Copy each record exactly, word for word.

[Records drawn from a dataset]
-- -- --
PR #278, opened 2022-10-18
Harmony 1257 - Append work item logs to logs.json when items are retried

vinnyinverso:
## Jira Issue ID
Harmony 1257

## Description
When we first implemented the ability to see logs from the workflow ui there was no concept of re-tries, so there was an implicit assumption that a log file would only be written once. Now that that's no longer the case, I have updated the code to append new logs if there is already an existing log file.

## Local Test Steps
In service-runner.ts change `if (status.status === 'Success') {` to `if (status.status === '') {`. Rebuild service runner and restart your services, then submit a request http://localhost:3000/C1233800302-EEDTEST/ogc-api-coverages/1.0.0/collections/all/coverage/rangeset?maxResults=2. When the work item fails, check the logs file, which should include logs for each invocation of the service (with the same work item).

## PR Acceptance Checklist
* [x] Acceptance criteria met

### DIFF
--- a/app/frontends/workflow-ui.ts
+++ b/app/frontends/workflow-ui.ts
@@ -10,7 +10,7 @@ import db from '../util/db';
 import version from '../util/version';
 import env = require('../util/env');
 import { keysToLowerCase } from '../util/object';
-import { COMPLETED_WORK_ITEM_STATUSES, getItemLogsLocation, WorkItemQuery, WorkItemStatus } from '../models/work-item-interface';
+import { getItemLogsLocation, WorkItemQuery, WorkItemStatus } from '../models/work-item-interface';
 import { getRequestRoot } from '../util/url';
 import { belongsToGroup } from '../util/cmr';
 import { getAllStateChangeLinks, getJobStateChangeLinks } from '../util/links';
@@ -269,7 +269,7 @@ function workItemRenderingFunctions(job: Job, isAdmin: boolean, requestUser: str
     workflowItemCreatedAt(): string { return this.createdAt.getTime(); },
     workflowItemUpdatedAt(): string { return this.updatedAt.getTime(); },
     workflowItemLogsButton(): string {
-      const isComplete = COMPLETED_WORK_ITEM_STATUSES.indexOf(this.status) > -1;
+      const isComplete = [WorkItemStatus.FAILED, WorkItemStatus.SUCCESSFUL].indexOf(this.status) > -1;
       if (!isComplete || !isAdmin || this.serviceID.includes('query-cmr')) return '';
       const logsUrl = `/admin/workflow-ui/${job.jobID}/${this.id}/logs`;
       return `<a type="button" target="__blank" class="btn btn-light btn-sm logs-button" href="${logsUrl}"` +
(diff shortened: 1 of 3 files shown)


app/frontends/workflow-ui.ts
```diff
@@ -269,7 +269,7 @@ function workItemRenderingFunctions(job: Job, isAdmin: boolean, requestUser: str
     workflowItemCreatedAt(): string { return this.createdAt.getTime(); },
     workflowItemUpdatedAt(): string { return this.updatedAt.getTime(); },
     workflowItemLogsButton(): string {
-      const isComplete = COMPLETED_WORK_ITEM_STATUSES.indexOf(this.status) > -1;
+      const isComplete = [WorkItemStatus.FAILED, WorkItemStatus.SUCCESSFUL].indexOf(this.status) > -1;
```
chris-durbin, line 272: Why did you need to make this change? I assume the other status is 'canceled'?

tasks/service-runner/app/service/service-runner.ts
```diff
@@ -174,6 +175,22 @@ export async function runQueryCmrFromPull(workItem: WorkItemRecord, maxCmrGranul
...
+ * @param workItem - the work item that the logs are for
+ * @param logs - logs array from the k8s exec call
+ */
+export async function uploadLogs(workItem: WorkItemRecord, logs: (string | object)[]): Promise<ManagedUpload.SendData> {
+  let fileContent: (string | object)[] = logs;
+  const s3 = objectStoreForProtocol('s3');
+  const logsLocation = getItemLogsLocation(workItem);
+  if (await s3.objectExists(logsLocation)) { // append to existing logs
+    const logsArray = await s3.getObjectJson(logsLocation);
+    fileContent = logsArray.concat(fileContent);
```
chris-durbin, line 189: What do you think about adding a blank line and then 'Start of retry' or something along those lines to separate the messages between retries?

chris-durbin (approved):

app/frontends/workflow-ui.ts
vinnyinverso: Yes I'm assuming if it's canceled, the majority of the time we won't have logs to look at, nor will we care to look at them.

vinnyinverso: The tricky thing is that there is no efficient way to check whether the logs button should be shown other than by looking at the status of the work item. The alternative would be to show the logs button for all of the canceled work items, and just return an error response for those that are missing.

tasks/service-runner/app/service/service-runner.ts
vinnyinverso: Yeah, that sounds like a good idea. I will add that.

indiejames (approved):

tasks/service-runner/app/service/service-runner.ts
chris-durbin: I just realized with my suggestion you might want to add the line as JSON if the logs are formatted as JSON so that the formatting in a web browser still looks right.

vinnyinverso: No luck with the newline, but I can definitely ensure the format matches whatever is being logged. The message I have so far is:
> 'Start of service execution (retryCount=0, id=0)'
-- -- --
Written solution:
PR #278, opened 2022-10-18
Harmony 1257 - Append work item logs to logs.json when items are retried

vinnyinverso:
## Jira Issue ID
Harmony 1257

## Description
When we first implemented the ability to see logs from the workflow ui there was no concept of re-tries, so there was an implicit assumption that a log file would only be written once. Now that that's no longer the case, I have updated the code to append new logs if there is already an existing log file.

## Local Test Steps
In service-runner.ts change `if (status.status === 'Success') {` to `if (status.status === '') {`. Rebuild service runner and restart your services, then submit a request http://localhost:3000/C1233800302-EEDTEST/ogc-api-coverages/1.0.0/collections/all/coverage/rangeset?maxResults=2. When the work item fails, check the logs file, which should include logs for each invocation of the service (with the same work item).

## PR Acceptance Checklist
* [x] Acceptance criteria met

### DIFF
--- a/app/frontends/workflow-ui.ts
+++ b/app/frontends/workflow-ui.ts
@@ -10,7 +10,7 @@ import db from '../util/db';
 import version from '../util/version';
 import env = require('../util/env');
 import { keysToLowerCase } from '../util/object';
-import { COMPLETED_WORK_ITEM_STATUSES, getItemLogsLocation, WorkItemQuery, WorkItemStatus } from '../models/work-item-interface';
+import { getItemLogsLocation, WorkItemQuery, WorkItemStatus } from '../models/work-item-interface';
 import { getRequestRoot } from '../util/url';
 import { belongsToGroup } from '../util/cmr';
 import { getAllStateChangeLinks, getJobStateChangeLinks } from '../util/links';
@@ -269,7 +269,7 @@ function workItemRenderingFunctions(job: Job, isAdmin: boolean, requestUser: str
     workflowItemCreatedAt(): string { return this.createdAt.getTime(); },
     workflowItemUpdatedAt(): string { return this.updatedAt.getTime(); },
     workflowItemLogsButton(): string {
-      const isComplete = COMPLETED_WORK_ITEM_STATUSES.indexOf(this.status) > -1;
+      const isComplete = [WorkItemStatus.FAILED, WorkItemStatus.SUCCESSFUL].indexOf(this.status) > -1;
       if (!isComplete || !isAdmin || this.serviceID.includes('query-cmr')) return '';
       const logsUrl = `/admin/workflow-ui/${job.jobID}/${this.id}/logs`;
       return `<a type="button" target="__blank" class="btn btn-light btn-sm logs-button" href="${logsUrl}"` +
(diff shortened: 1 of 3 files shown)


app/frontends/workflow-ui.ts
```diff
@@ -269,7 +269,7 @@ function workItemRenderingFunctions(job: Job, isAdmin: boolean, requestUser: str
     workflowItemCreatedAt(): string { return this.createdAt.getTime(); },
     workflowItemUpdatedAt(): string { return this.updatedAt.getTime(); },
     workflowItemLogsButton(): string {
-      const isComplete = COMPLETED_WORK_ITEM_STATUSES.indexOf(this.status) > -1;
+      const isComplete = [WorkItemStatus.FAILED, WorkItemStatus.SUCCESSFUL].indexOf(this.status) > -1;
```
chris-durbin, line 272: Why did you need to make this change? I assume the other status is 'canceled'?

tasks/service-runner/app/service/service-runner.ts
```diff
@@ -174,6 +175,22 @@ export async function runQueryCmrFromPull(workItem: WorkItemRecord, maxCmrGranul
...
+ * @param workItem - the work item that the logs are for
+ * @param logs - logs array from the k8s exec call
+ */
+export async function uploadLogs(workItem: WorkItemRecord, logs: (string | object)[]): Promise<ManagedUpload.SendData> {
+  let fileContent: (string | object)[] = logs;
+  const s3 = objectStoreForProtocol('s3');
+  const logsLocation = getItemLogsLocation(workItem);
+  if (await s3.objectExists(logsLocation)) { // append to existing logs
+    const logsArray = await s3.getObjectJson(logsLocation);
+    fileContent = logsArray.concat(fileContent);
```
chris-durbin, line 189: What do you think about adding a blank line and then 'Start of retry' or something along those lines to separate the messages between retries?

chris-durbin (approved):

app/frontends/workflow-ui.ts
vinnyinverso: Yes I'm assuming if it's canceled, the majority of the time we won't have logs to look at, nor will we care to look at them.

vinnyinverso: The tricky thing is that there is no efficient way to check whether the logs button should be shown other than by looking at the status of the work item. The alternative would be to show the logs button for all of the canceled work items, and just return an error response for those that are missing.

tasks/service-runner/app/service/service-runner.ts
vinnyinverso: Yeah, that sounds like a good idea. I will add that.

indiejames (approved):

tasks/service-runner/app/service/service-runner.ts
chris-durbin: I just realized with my suggestion you might want to add the line as JSON if the logs are formatted as JSON so that the formatting in a web browser still looks right.

vinnyinverso: No luck with the newline, but I can definitely ensure the format matches whatever is being logged. The message I have so far is:
> 'Start of service execution (retryCount=0, id=0)'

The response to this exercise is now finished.